É uma bela pergunta. Para mim, a música… é importante ter em conta que eu não venho da música necessariamente. Acho que isso me dá um processo de criação musical um bocadinho diferente, e eu acho que a música, para mim, sempre teve um papel meio fantasmático, invocatório, quase de eu sentir que quando faço música e quando oiço música, é quase como se eu estivesse a aceder a outras realidades, a outras coisas que não são deste mundo, de todo. E eu acho que o meu processo de fazer música foi ficando cada vez mais ritualístico. Comecei a criar personagens, começava a fazer esta coisa de quase invocar personagens que estavam dentro de mim. No Water Bender foi um bocado esse o processo. E de repente fiquei assim numa cena em que as músicas, quando estou a criá-las elas são tão performadas — tipo estou eu aqui com o microfone a fazer coisas para tentar que alguma coisa saia da minha voz, que saia de mim — que de repente há esta dimensão de quase ser possuída por alguma coisa, tipo um fantasma ou um espírito. 

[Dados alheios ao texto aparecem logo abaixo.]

PR #8972, opened 2024-05-15
fix(ui5-segmented-button-item): align sizes to spec

tsanislavgatev:
fixes: https://github.com/SAP/ui5-webcomponents/issues/7357


packages/main/src/SegmentedButtonItem.ts
```diff
@@ -164,6 +171,10 @@ class SegmentedButtonItem extends UI5Element implements IButton, ISegmentedButto
 		}
 	}
 
+	onAfterRendering(): void {
```
nnaydenow, line 174: can we move that on onBeforeRendering hook? otherwise it will trigger one more invalidation cycle.

packages/main/src/SegmentedButtonItem.ts
```diff
@@ -105,6 +105,13 @@ class SegmentedButtonItem extends UI5Element implements IButton, ISegmentedButto
 	@property()
 	icon!: string;
 
+	/**
+	 * Defines if a content has been added to the default slot
```
nnaydenow, line 109: please add more descriptive description

tsanislavgatev: Is it better now? It was just copied from the button, as it is a private property.

packages/main/src/SegmentedButtonItem.ts
```diff
@@ -164,6 +171,10 @@ class SegmentedButtonItem extends UI5Element implements IButton, ISegmentedButto
 		}
 	}
 
+	onBeforeRendering(): void {
+		this.iconOnly = this.isIconOnly;
```
vladitasev, line 175: IMO it would be best to replace the `isIconOnly` getter entirely with the new `iconOnly` property, because they are the same thing after this change. So:

`this.iconOnly = !willShowContent(this.text)`

in `onBeforeRendering`, delete the getter, and use `iconOnly` directly whenever the getter was used.

vladitasev (changes requested):

vladitasev (approved):

PR #8973, opened 2024-05-15
fix(dynamic-page): final review visual issues

PetyaMarkovaBogdanova:
Issues fixed:
1. Expand / collapse, pin buttons are visible even if header is not used
2. Title is missing visual separator (shadow) when header doesn't exist
3. If the header is snapped while the user is at the top of the page, it can't be expanded via scroll (deviation with openui5)
4. If the user starts to scroll from the position where header is snapped (basically around 0-5 top) and scroll a bit up the whole header appear.
5. Hovering expand / collapse button doesn't change ui5-dynamic-page-title background color
6. Only DynamicPageHeaderActions class should be described here since it's the only component of the family that is used directly in the hbs template.
7. why do we need to use querySelector here instead of this.navigationActions. In the documentation of the slot it's not described that we expect ui5-toolbar so if we do it we can describe the slot as:

	@slot({ type: HTMLElement })
	navigationActions!: Array<Toolbar>;
8.

### DIFF
--- a/packages/fiori/src/DynamicPageTitle.ts
+++ b/packages/fiori/src/DynamicPageTitle.ts
@@ -134,7 +134,7 @@ class DynamicPageTitle extends UI5Element {
 	 * @public
 	 */
 	@slot({ type: HTMLElement })
-	navigationActions!: HTMLElement[];
+	navigationActions!: Array<Toolbar>;
 
 	/**
 	 * Defines the content of the Dynamic page title.
--- a/packages/fiori/src/DynamicPage.hbs
+++ b/packages/fiori/src/DynamicPage.hbs
@@ -42,12 +42,17 @@
 </div>
 
 {{#*inline "header-actions"}}
-	<ui5-dynamic-page-header-actions
-		?snapped="{{headerSnapped}}"
-		?pinned="{{headerPinned}}"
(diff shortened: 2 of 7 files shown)


packages/fiori/src/DynamicPageTitle.ts
```diff
@@ -134,7 +134,7 @@ class DynamicPageTitle extends UI5Element {
 	 * @public
 	 */
 	@slot({ type: HTMLElement })
-	navigationActions!: HTMLElement[];
+	navigationActions!: Array<Toolbar>;
```
ilhan007, line 137: actions and navigationActions as names imply that consumers have to pass actions, buttons. However, looking at the provided samples, the DynamicPageTitle rather expects and works with a Toolbar component. If that's the case, actionBar and navigationBar could be more appropriate. 
actions and navigationActions are perfect if the consumer pass buttons.

dobrinyonkov (approved):

packages/fiori/src/DynamicPageTitle.ts
dobrinyonkov: Correct, we talked to change the names to actionBar, navigationBar and to remove the redundant exapndedHeading and exapandedContent slots. Another PR is in progress.

Issue #7641, opened 2023-09-28
[SAP]: Needing "search" as an input type for the Input component


emilylian-sap:
### Is your feature request related to a problem?

On iOS devices, we expect the native keyboard to display the "search" button when the user starts typing in the input. However, currently, it the keyboard shows "return" rather than "search". This is because iOS fails to detect the input as a search input if inputType is not set to "search". ui5wcr Input component does have a "type" property which allows the consumer to define the input type but it only has the options "Email, Number, Passward etc" and "search" is missing from that list. 
https://sap.github.io/ui5-webcomponents-react/?path=/docs/inputs-input--docs
![File](https://github.com/SAP/ui5-webcomponents-react/assets/146240394/18dec777-950c-446b-a57e-37e2722cf506)
The Combobox component also shares the same issue. The input component inside the combobox acts like a search bar so it should have input type "search". 
https://sap.github.io/ui5-webcomponents-react/?path=/docs/inputs-combobox--docs
![IMG_4087](https://github.com/SAP/ui5-webcomponents-react/assets/146240394/0b1bafa8-3a39-4bca-85b5-7e452ddae167)

### Describe the solution you'd like

Adding "search" to the list of input type options for the Input component would allow iOS to detect Input components used as search bars and display the correct button on its keyboard. The input type for the input field inside combobox should be "search", or expose an api to allow consumers to define the input type.

### Declaration

- [X] I’m not disclosing any internal or sensitive information.

elenastoyanovaa:
Hello @SAP/ui5-webcomponents-topic-rl ,

An enhancement of the input component is requested by enriching the existing type property with a new type - search. The reason for this request is that a special type of soft keyboard is shown on an iOS device. I checked it and I think that the only difference is the submit button text - for a regular input it is return, for search input it is search.

Could you please look over the feature request?

Kind Regards,
Elena

PR #8980, opened 2024-05-16
feat(ui5-input): add input type search

hristop:
Additional "Search" type added to the input types. 

FIXES: #7641

### DIFF
--- a/packages/main/src/types/InputType.ts
+++ b/packages/main/src/types/InputType.ts
@@ -41,6 +41,7 @@ enum InputType {
 
 	/**
 	 * Used for input fields that should contain a search term.
+	 * @since 2.0.0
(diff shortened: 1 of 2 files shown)


packages/main/src/types/InputType.ts
```diff
@@ -38,6 +38,12 @@ enum InputType {
 	 * @public
 	 */
 	URL = "URL",
+
+	/**
+	 * Used for input fields that should contain a search term.
+	 * @public
```
nnaydenow, line 44: `@since 2.0.0`

hristop: Done

ilhan007 (approved):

Acho que se a minha música tem alguma relação com a morte é isso, é uma relação com ecos, outras vidas. Isto é um discurso muito médium, muito místico [risos], mas os meus processos são um bocado místicos, não vou mentir. Imagina, quando re-ouço o The Consequences of a Blood Language, eu não me lembro como é que fiz certas músicas. Como é que eu vim parar aqui? I don’t remember. E pode ser só porque a minha memória está má porque… depressão, mas é muito estranho. Acho que a performance acaba por guiar muito estes processos de compor, é mesmo muito ritualístico.